Walter Irvine
- Born: Thomas Walter Irvine 21 October 1865 Chapel of Garioch, Aberdeenshire, Scotland
- Died: 26 January 1919 (aged 53) Peshawar, British India
- University: Edinburgh University

Rugby union career
- Position: Forward

Amateur team(s)
- Years: Team / Apps / (Points)
- 1882-89: Edinburgh Academicals

Provincial / State sides
- Years: Team / Apps / (Points)
- 1883-90: Edinburgh District
- 1885-89: East of Scotland District

International career
- Years: Team / Apps / (Points)
- 1885-89: Scotland / 11 / (0)

= Walter Irvine =

Scotland international rugby union player

Walter Irvine (21 October 1865 – 26 January 1919) was a Scotland international rugby union player. He became a surgeon and was a Lieutenant Colonel in the Indian Medical Service.

==Rugby Union career==

===Amateur career===

Irvine played rugby union for Edinburgh Academicals.

===Provincial career===

He was capped by Edinburgh District to play in the inter-city match of 1883 and 1884 and captained the side in 1890. However, the Glasgow Herald report of the match fuzzily quotes him as 'T.W. Walter' of Edinburgh Academicals.

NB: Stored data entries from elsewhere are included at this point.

PR #333, opened 2021-11-29
Fix issue 323

### LINKED ISSUE #323: pspm_split_sessions crashes when a missing file contains an epoch starting at 0 s
### Summary

When a missing epoch starts with "0", pspm_split_sessions crashes on line 171.

### Solution

Catch 0 values after line 168 and convert to 1.

teddychao:
Fixes #323 .

- `pspm_time2index`
  - It was updated to be able to accept data length as only data points (integers).
- `pspm_index2time`
  - It is removed since it is only one line of code.
- `pspm_split_sessions`
  - `pspm_split_sessions` was updated to use `pspm_time2index` for converting missing epochs.
  - `pspm_split_sessions_test` was reindented using MATLAB's own indent style and reformatted to utf-8, but not changed.
- `pspm_glm`
  - `pspm_glm` was reindented using MATLAB's own indent style and reformatted to utf-8.
  - `pspm_glm` now uses `pspm_time2index` under its new input rules.


src/pspm_split_sessions.m
```diff
@@ -154,17 +154,12 @@
...
         warning('ID:invalid_input', 'Could not load missing epochs.');
     end
     missingsr = 10000; % dummy sample rate, should be higher than data sampling rates (but no need to make it dynamic)
-    if any(missing > ininfos.duration)
-        warning('ID:invalid_input', 'Some missing epochs are outside data file.');
-        return
-    else
-        missing = round(missing*missingsr); % convert epochs in sec to datapoints
-    end
+    missing = pspm_time2index(missing_time, missingsr, ininfos.duration*missingsr); % convert epochs in sec to datapoints
```
dominikbach, line 162: could the last argument lead to problems as it is not an integer? result might also not be the same as in line 163 where ´´´round´´´is used?

teddychao: Obviously I made a stupid mistake... let me think how to make `pspm_time2index` easier to use

src/pspm_glm.m
```diff
@@ -1,931 +1,937 @@
...
+  % concatenate data
+  Y=[Y; NaN(newsr * model.bf.shiftbf, 1); newy(:)];
+
+  % get duration of single sessions
+  tmp(1).snduration(iSn) = numel(newy) + newsr * model.bf.shiftbf;
+
+  % process missing values
+  newmissing = zeros(size(newy(:)));
+  if ~isempty(missing{iSn})
+    missingtimes = pspm_time2index(missing{iSn},newsr,length(newmissing),'i');
```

He played for the East of Scotland District in January 1885, February 1886, and 1889.

===International career===

He played 11 matches for Scotland from 1885 to 1889.

It was said that only two other players could rank with him as a tackling forward: Mark Coxon Morrison and Bob Ainslie.

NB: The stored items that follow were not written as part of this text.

PR #334, opened 2021-11-29
Fix issue 324 - pspm_time2index

### LINKED ISSUE #324: pspm_dcm cannot handle missing epochs that start at 0 (or very close to zer0).
### Summary
Same as #323 but for pspm_dcm. Importantly, in both issues, zeros could be introduced by the rounding operation when the starting value of the missing epoch is very small (not necessarily zero).

### Solution
Catch zero values around line 370 and set to 1.

teddychao:
Fixes #324.

Changes proposed in this pull request: `pspm_dcm`
- `pspm_dcm` was reindented with MATLAB's own indent style and converted to utf-8 and LF.
- Update `pspm_dcm` to use `pspm_time2index`
  - pspm_time2index
    - Line 375
    - Line 443
    - Line 458
    - Line 756


teddychao:
@dominikbach Sorry I do not have some test data here... Theoretically the issue should be fixed since `pspm_time2index` will use a 1 instead of 0 for the specified situation.

teddychao:
@dominikbach Sorry Dom I just have a question about the converting function. We are currently using `round` based on our previous discussions. However there seem to be some other function used at the same time, like `ceil` in line 684 of pspm_dcm, `floor` in line 726 of `pspm_dcm`. Can I know if we would like to add an option of converting method in `pspm_time2index`? Or alternatively we want to use `round` in all these cases?

dominikbach:
> @dominikbach Sorry Dom I just have a question about the converting function. We are currently using `round` based on our previous discussions. However there seem to be some other function used at the same time, like `ceil` in line 684 of `pspm_dcm`, `floor` in line 726 of `pspm_dcm`. Can I know if we would like to add an option of converting method in `pspm_time2index`? Or alternatively we want to use `round` in all these cases?

I think in these cases the goal is different - you want to extract data with a window size based on the smallest recorded ITI (rounded down with floor) but make sure that any missing data in the last trial are properly filled with NaN - I would not touch this.

dominikbach (approved):

teddychao:
> > @dominikbach Sorry Dom I just have a question about the converting function. We are currently using `round` based on our previous discussions. However there seem to be some other function used at the same time, like `ceil` in line 684 of `pspm_dcm`, `floor` in line 726 of `pspm_dcm`. Can I know if we would like to add an option of converting method in `pspm_time2index`? Or alternatively we want to use `round` in all these cases?
> 
> I think in these cases the goal is different - you want to extract data with a window size based on the smallest recorded ITI (rounded down with floor) but make sure that any missing data in the last trial are properly filled with NaN - I would not touch this.

Thanks Dom. I checked the code and can confirm that only missing epochs are using `pspm_time2index` to convert variables.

The 1886 Scotland match with England offered Irvine a try-scoring opportunity to win the game, when he attempted to catch a low off-load from a Charles Reid break; however, Irvine failed to collect the ball. The match then ended in a draw.

Fittingly it was another of Scotland's prodigies that endeavoured to win the match for his side. Only a man of Charles Reid's physique and power could have broken through the English defence as Reid did in the second half. From midfield it was a single-handed break clear of the forwards and straight through the English three-quarter line. You saw only two men on the field, the gigantic figure bearing down on his old schoolmate, Charles Sample, the English back. Then another flashed into view, and you saw Reid throw the ball down from his great height, hard and low, and Walter Irvine failing to pick it up on the run. So little often lies between the winning and losing of a match.

==Medical and military career==

Irvine studied medicine at the University of Edinburgh. He graduated with a Bachelor of Medicine (B.M.) and Master of Surgery. (C.M.) in 1887.

Irvine joined the Indian Medical Service in 1891. He became a Major in 1903 and a Lieutenant Colonel in 1911. He became Chief Medical Officer for the North-West Frontier Province, then in India but now in Pakistan.

In 1902, he became a civil servant. He joined the Foreign Department of Indian Government and worked on the Seistan Arbitration Commission, which formalised the boundaries between Persia and Afghanistan.

In 1907, he became the resident surgeon of Udaipur district in Mewar, Rajputana. He also acted as senior surgeon to the Government of Maisur, now known as Mysuru.

He served in the Third China War, the Boxer Rebellion, and received the China War Medal of 1900. In January 1911, he received the Kaisar-i-Hind Medal medal, (gold) 1st class.

==Death==

He died on 26 January 1919. He was accidentally drowned in the Naguman River branch of Kabul River while hunting with the Peshawar Vale Hunt at Peshawar of which he was Master. His grave is in the Peshawar Tehkal Cemetery or Gora Qabristan. He is commemorated at the Delhi memorial India Gate.